ISIS attracts media coverage, highlights inaccurate Muslim American stereotypes

Sabrina Szos, Staff Reporter

With growing tensions between the United States and the Middle East, the Islamic State of Iraq and Syria (ISIS), also known as the Islamic State of Iraq and Levant (ISIL), has gained notoriety in recent months. This minority extremist group  has a goal of restoring the caliphate, an Islamic state led by a religious or political leader.

The group, which was once a part of but is no longer affiliated with al Qaeda, began around 2004. Working much like a military force, ISIS is headed by the self-titled caliph Abu Bakr al-Baghdadi. Many leaders associated with the group were once former officers of Saddam Hussein’s army. It is estimated that 10,000-15,000 soldiers are to be involved in the coalition.

“ISIL is an indigenous group in a region that has been war torn, oppressed and in military combat for all of our lives,” Dan Larsen, AP Government teacher, said. “This region has never known peace. These people have never known the types of freedoms and liberties to make choices we have.”

Over the past few months, ISIS has gained land and increased control over towns and cities in Iraq and Syria. “The New York Times” reported an increase in these village raidings per year with 51 attacks taking place in 2004-2005 compared to 419 in 2013.

Gaining land comes with gaining oil fields, which has helped fund many of ISIS’s activities. A majority of the money is used toward resources to support its militants, such as purchasing weapons or recruiting new soldiers.

With the recent financial gains and increases in attacks, ISIS’s activities have been heavily followed by the media. This media attention especially increased in America due to the beheadings of American journalists James Foley and Steven Sotloff. Their deaths were recorded and broadcasted on social media for Americans to see. ISIS claimed the videos were warnings to the United States for them to end their air strikes in Iraq.

News outlets all over the country have been following the constant breaking news, updating American citizens on the events happening overseas. However, with many not knowing what or who ISIS exactly is, numerous misconceptions have arised, causing false stereotypes.

The assumptions have been formulated by what the media has presented to the public. Whether it’s a well known news source or a Saturday Night Live skit, much of what has been portrayed in mainstream media has the potential to shape Americans’ knowledge of and opinion on the foreign conflict in the Middle East.

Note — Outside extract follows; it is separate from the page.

PR #253, opened 2026-02-14
ci: reduce test matrix and eliminate redundant runs

HamdaanAliQuatil:
part of #255 

- remove macos-14 job (identical to macos-15, doubles CI time)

A lot of news outlets have portrayed [Muslim Americans] as people to be feared because [news outlets] say a lot of things that are meant to incite a fear of Muslim Americans.

— Amina Moheddin '15

“A lot of news outlets have portrayed [Muslim Americans] as people to be feared because [news outlets] say a lot of things that are meant to incite a fear of Muslim Americans.” Amina Moheddin ’15 said. “I’ve seen a lot of misconceptions on social media, and I’ve confronted people, but people don’t seem to notice what message the media is trying to send.”

Islamophobia, the prejudice and often negative stereotyping against Muslims, has increased now that ISIS has become a common media topic. A recent study done by Pew Research Center found that about one-in-four people in Britain and the United States (23% each) voice unfavorable views of Muslims. Although terrorism has been taking place for decades, incorrect assumptions have been placed on Muslim Americans and their association with numerous terrorist groups.

“We have to be careful on some of the stereotypes we draw, and we need to understand these people,” Larsen said. “We can’t necessarily demonize them, fight them and imagine we can exterminate them.”

If one is interested in such a serious topic, become informed and knowledgeable, Moheddin said. All information received should come from a trusted news source, or as Moheddin suggests, a person who has been to or has a background of Iraq.

“Some people are just trying to be patriotic, and they mistakenly think being patriotic has to be synonymous with being islamophobic,” Moheddin said. “They think Islam is the enemy when it actually isn’t.”